Jaferi, ayrıca annenin emzirirken oldukça fazla enerji sarf ettiğini ve bunun annenin doğum öncesi kilosuna dönmesini kolaylaştırdığını aktararak, şöyle devam etti:

"Emzirmek hormonları harekete geçirerek rahimdeki kasların kasılmasını sağlıyor, böylece rahim kolayca eski boyutuna dönüyor ve kanama azalıyor. Adet döngüsünü baskıladığı için kısmen gebelikten korumayı sağlıyor. Anne ile bebek arasındaki bağı güçlendirmesiyle annelik duygusunun daha da gelişmesini, annenin sakinleşmesini sağlayarak doğum sonrası depresyon riskini azaltıyor. Tüm bunların yanında emzirmek anneyi osteoporozdan koruyor, yumurtalık ve meme kanseri riskini azaltıyor."

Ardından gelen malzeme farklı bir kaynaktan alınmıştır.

PR #723, opened 2023-01-13
ROX-16883: Increase resource limits

connorgorman:
## Description

Up for debating the increases in requests, but the limits should be more near to what we expect customers to run in production. The result of this is that it could lead to more evictions, but also should give customers much faster API times. I'm seeing timeouts in the metrics

## Test manual

```
# To run tests locally run:
```

### DIFF
--- a/internal/dinosaur/pkg/defaults/default_scanner_spec.go
+++ b/internal/dinosaur/pkg/defaults/default_scanner_spec.go
@@ -13,7 +13,7 @@ type AnalyzerDefaults struct {
 	MemoryRequest resource.Quantity `env:"MEMORY_REQUEST" envDefault:"100M"`
 	CPURequest    resource.Quantity `env:"CPU_REQUEST"    envDefault:"5m"`
 	MemoryLimit   resource.Quantity `env:"MEMORY_LIMIT"   envDefault:"2500M"`
-	CPULimit      resource.Quantity `env:"CPU_LIMIT"      envDefault:"250m"`
+	CPULimit      resource.Quantity `env:"CPU_LIMIT"      envDefault:"2"`
 	AutoScaling   string            `env:"AUTOSCALING"    envDefault:"Enabled"`
 	MinReplicas   int32             `env:"MIN_REPLICAS"   envDefault:"1"`
 	Replicas      int32             `env:"REPLICAS"       envDefault:"1"`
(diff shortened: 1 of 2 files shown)


internal/dinosaur/pkg/defaults/default_scanner_spec.go
```diff
@@ -11,9 +11,9 @@ import (
 // AnalyzerDefaults ...
 type AnalyzerDefaults struct {
 	MemoryRequest resource.Quantity `env:"MEMORY_REQUEST" envDefault:"100M"`
-	CPURequest    resource.Quantity `env:"CPU_REQUEST"    envDefault:"5m"`
+	CPURequest    resource.Quantity `env:"CPU_REQUEST"    envDefault:"100m"`
```
SimonBaeumer, line 14: The requests for CPU are so low because it reserves CPU resources. We hit a problem when too many instances are deployed to the cluster that the cluster run out of resources, even though the CPU usage was < 40%.
For now the idea is that instances with higher resource requirements are scaled manually vertically.

SimonBaeumer (changes requested):
@connorgorman Do you have any concerns about limiting the resources to lower than recommended?
So far we did not hit any issues, i.e. with hack-fest deploying >70 instances.
The secured clusters were very small in these scenarios.

connorgorman:
@SimonBaeumer I am seeing quite a few timeout: context deadline exceeded errors when contacting the database. Also, there seems to be a decent amount of throttling. I've removed the requests, but increased the limits so that customers can at least get a core of resources

kylape:
You could take care of https://issues.redhat.com/browse/ROX-16657 and bump memory request to `1Gi`.  We'll need to make sure we are ready to increase node count on our clusters in the likely event that ACS instances will not be able to be scheduled due to lack of allocatable memory.

connorgorman:
@kylape I had initially adjusted the requests in this PR, but there were concerns that we weren't utilizing the cluster enough

kylape:
I think when customers start using the cloud service for production
workloads, the average central will likely use more resources.

SimonBaeumer:
We can increase the resources but need an additional alert for memory and CPU requests exceeding cluster capacity. 
Added a ticket for this: https://issues.redhat.com/browse/ROX-16884

kylape:
let me try to sum up all the things

* Need to bump memory and cpu limits because things are slow
* This increases risk of evictions, so bump up cluster node count
* Evictions trigger incidents - this should be fixed by modifying the alert rule
* Evictions can also be reduced by increasing memory request, but this risks scheduling issues, especially at the point when requests are raised across the fleet

kylape (approved):

internal/dinosaur/pkg/defaults/default_scanner_spec.go
porridge: FTR, we had [an alert today](https://redhat-internal.slack.com/archives/C055YVB53M5) where the 0.005 core request might have been at least a contributing factor.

Jaferi, anne sütü üretimini artırmak için tavsiyelerde bulunarak, annenin bunun için istekli olmasının ve bu konuda yeterli destek almasının önemine değindi.

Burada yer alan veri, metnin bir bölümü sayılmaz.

PR #733, opened 2023-01-16
Rox 13593: Add telemetry service

stehessel:
## Description
This adds a telemetry boot service to fleet-manager, which emits tenant grouping events. The telemetry client uses Segment as the backend.

The org name can be added to the group properties after #683 is merged.

## Test manual

Tested connection to Segment with local fleet-manager.


internal/dinosaur/pkg/services/telemetry.go
```diff
@@ -0,0 +1,46 @@
...
+	if t != nil && t.config.Enabled() {
+		return
+	}
+	if telemeter := t.config.Telemeter(); telemeter != nil {
+		props := map[string]any{
+			"cloudAccount":   central.CloudAccountID,
+			"cloudProvider":  central.CloudProvider,
+			"instanceType":   central.InstanceType,
+			"organisationID": central.OrganisationID,
+			"tenantID":       central.ID,
```
0x656b694d, line 29: Nit: central reports properties in Title Case (e.g. "Main Image"), that'll be visible on Amplitude. We may decide to agree on naming convention for consistency. Or not.

internal/dinosaur/pkg/services/telemetry.go
```diff
@@ -0,0 +1,46 @@
...
+}
+
+// NewTelemetry creates a new telemetry service instance.
+func NewTelemetry(config *telemetry.TelemetryConfig) *Telemetry {
+	return &Telemetry{config: config}
+}
+
+// RegisterTenant emits a group event that captures meta data of the input central instance.
+func (t *Telemetry) RegisterTenant(central *dbapi.CentralRequest) {
+	if t != nil && t.config.Enabled() {
```
0x656b694d, line 20:
```suggestion
	if t == nil || t.config == nil || !t.config.Enabled() {
```

internal/dinosaur/pkg/services/telemetry.go
```diff
@@ -0,0 +1,46 @@
...
+		return
+	}
+	if telemeter := t.config.Telemeter(); telemeter != nil {
```
0x656b694d, line 23: `telemeter` should normally be not nil here, not need to check. Anyway `Group()` called on `nil` is no-op.

pkg/client/telemetry/telemetry.go
```diff
@@ -0,0 +1,28 @@
...
+)
+
+// TelemetryConfig is a wrapper for the telemetry configuration.
+type TelemetryConfig struct {
+	phonehome.Config
+}
+
+// NewTelemetryConfig creates a new telemetry configuration.
+func NewTelemetryConfig() *TelemetryConfig {
+	return &TelemetryConfig{}
```
0x656b694d, line 16: Nit:
This would add some context to all messages issued from this client:
```suggestion
	return &TelemetryConfig{
		ClientID:   getFleetManagerID(),
		ClientName: "ACS Fleet Manager",
	}
```

internal/dinosaur/pkg/services/telemetry.go
stehessel: It can be nil, at least I got some nil-pointer dereference in some tests. I think the `nilTelemeter` does not actually allow to call `.Stop()` on it.

pkg/client/telemetry/telemetry.go
stehessel: Do we need an `Identify` call as well for fleet manager?

0x656b694d (commented):
May we also Track an event like "Central Creation Requested" (with proper wording), to support tracking of the cluster creation journey?

pkg/client/telemetry/telemetry.go
0x656b694d: If only there are any fleet manager specific properties (like version) that could be of our interest. Note that any Identity properties will have effect only on the following Track events on Amplitude.

internal/dinosaur/pkg/services/telemetry.go
0x656b694d: That should have been due to nil `config`. See [the previous comment](https://github.com/stackrox/acs-fleet-manager/pull/733#discussion_r1073379187)

internal/dinosaur/pkg/services/telemetry.go
stehessel: `t.config.Enabled()` should already return `false` if `t.config` is `nil`. But indeed the conditions got messed up when I refactored the conditions.

pkg/client/telemetry/telemetry.go
stehessel: We don't expose the build info in fleet manager at the moment. Let's add this later on if need be.

internal/dinosaur/pkg/services/telemetry.go
```diff
@@ -0,0 +1,54 @@
...
+		"Instance Type":   central.InstanceType,
+		"Organisation ID": central.OrganisationID,
+		"Region":          central.Region,
+		"Tenant ID":       central.ID,
+	}
+	t.config.Telemeter().Group(central.ID, central.ID, props)
+}
+
+func (t *Telemetry) TrackInstanceCreation(central *dbapi.CentralRequest, error string) {
+	if t == nil || t.config == nil || !t.config.Enabled() {
```
0x656b694d, line 35: What about such helper?
```
func (t *Telemetry) enabled() bool {
	return t != nil && t.config != nil && t.config.Enabled()
}
```

pkg/client/telemetry/telemetry.go
```diff
@@ -0,0 +1,41 @@
...
+)
+
+// TelemetryConfig is a wrapper for the telemetry configuration.
+type TelemetryConfig struct {
+	phonehome.Config
+}
+
+// NewTelemetryConfig creates a new telemetry configuration.
+func NewTelemetryConfig() *TelemetryConfig {
+	clientID := getEnv("HOSTNAME", "fleet-manager")
```
dhaus67, line 18: When deploying the fleet manager, what will be the equivalent of the `HOSTNAME` variable set?

Do we want this to be something more deterministic (e.g. always defaulting to fleet-manager), or something like the pod name?

dhaus67 (commented):
Do we also want to track the deprovisioning of central instances?
While the original ask is about "organization customer experience" within ACSCS, it might be worthwhile to add the deletion as well?

pkg/client/telemetry/telemetry.go
stehessel: On K8s `HOSTNAME` is set to the pod name. The default is for local execution.

0x656b694d (approved):

internal/dinosaur/pkg/services/dinosaur.go
```diff
@@ -235,12 +235,12 @@ func (k *dinosaurService) RegisterDinosaurJob(dinosaurRequest *dbapi.CentralRequ
 
 	if hasCapacity, err := k.HasAvailableCapacityInRegion(dinosaurRequest); err != nil {
 		errorMsg := "failed to create central request"
-		k.telemetry.TrackInstanceRequested(dinosaurRequest, errorMsg)
+		k.telemetry.TrackCreationRequested(dinosaurRequest, errorMsg)
```
0x656b694d, line 238: Can we move the tracking upstack to the request handlers? Same for the deletion request.

stehessel: Yeah I think so, let me see.

stehessel:
Moved the telemetry calls up to the request handlers, and rebased onto current master.

internal/dinosaur/pkg/handlers/dinosaur.go
```diff
@@ -79,9 +82,11 @@ func (h dinosaurHandler) Create(w http.ResponseWriter, r *http.Request) {
 		},
 		Action: func() (interface{}, *errors.ServiceError) {
 			svcErr := h.service.RegisterDinosaurJob(convDinosaur)
+			h.telemetry.TrackCreationRequested(convDinosaur.OrganisationID, svcErr.Error())
```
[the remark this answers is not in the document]
stehessel: Ah good point, totally forgot about the admin API.

internal/dinosaur/pkg/services/telemetry.go
```diff
@@ -0,0 +1,67 @@
...
+		t.config.Telemeter().Group(central.ID, central.ID, props)
+	}
+}
+
+// TrackCreationRequested emits a track event that signals the creation request of a Central instance.
+func (t *Telemetry) TrackCreationRequested(orgID string, error string) {
+	if t.enabled() {
+		props := map[string]any{
+			"Error":   error,
+			"Success": error == "",
```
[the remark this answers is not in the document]
stehessel: This will lead to a nil pointer dereference if `err == nil`. But we can do this with an additional nil check.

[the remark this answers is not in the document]
0x656b694d: I hoped anybody in a sane mind would implement an error interface allowing for calling on nil pointer. I noticed you fixed this problem in this repository for some errors, thank you for that.
Up to you with this change.

dhaus67 (approved):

Jaferi, "Bu desteğin hem aile hem de sağlık personeli tarafından sağlanması gerekiyor. Doğum sonrası erken temas, erken emzirme, memenin düzenli ve tam boşaltılması, gece emzirme, hatta anne bebeğin aynı odada olması sütü artıran en önemli etmen olarak öne çıkıyor. Ayrıca yeterli sıvı alımı oldukça önem taşıyor. En temel kuralı bol sıvı alımı ve memenin etkin boşaltılması oluşturuyor. Annenin isteksiz, mutsuz ve kaygılı olması, çevreden destek olmaması, her ağlamanın açlık olarak yorumlanması, memenin etkin boşaltılmaması süt üretimini azaltan etkenler olarak rol oynuyor." tavsiyelerinde bulundu.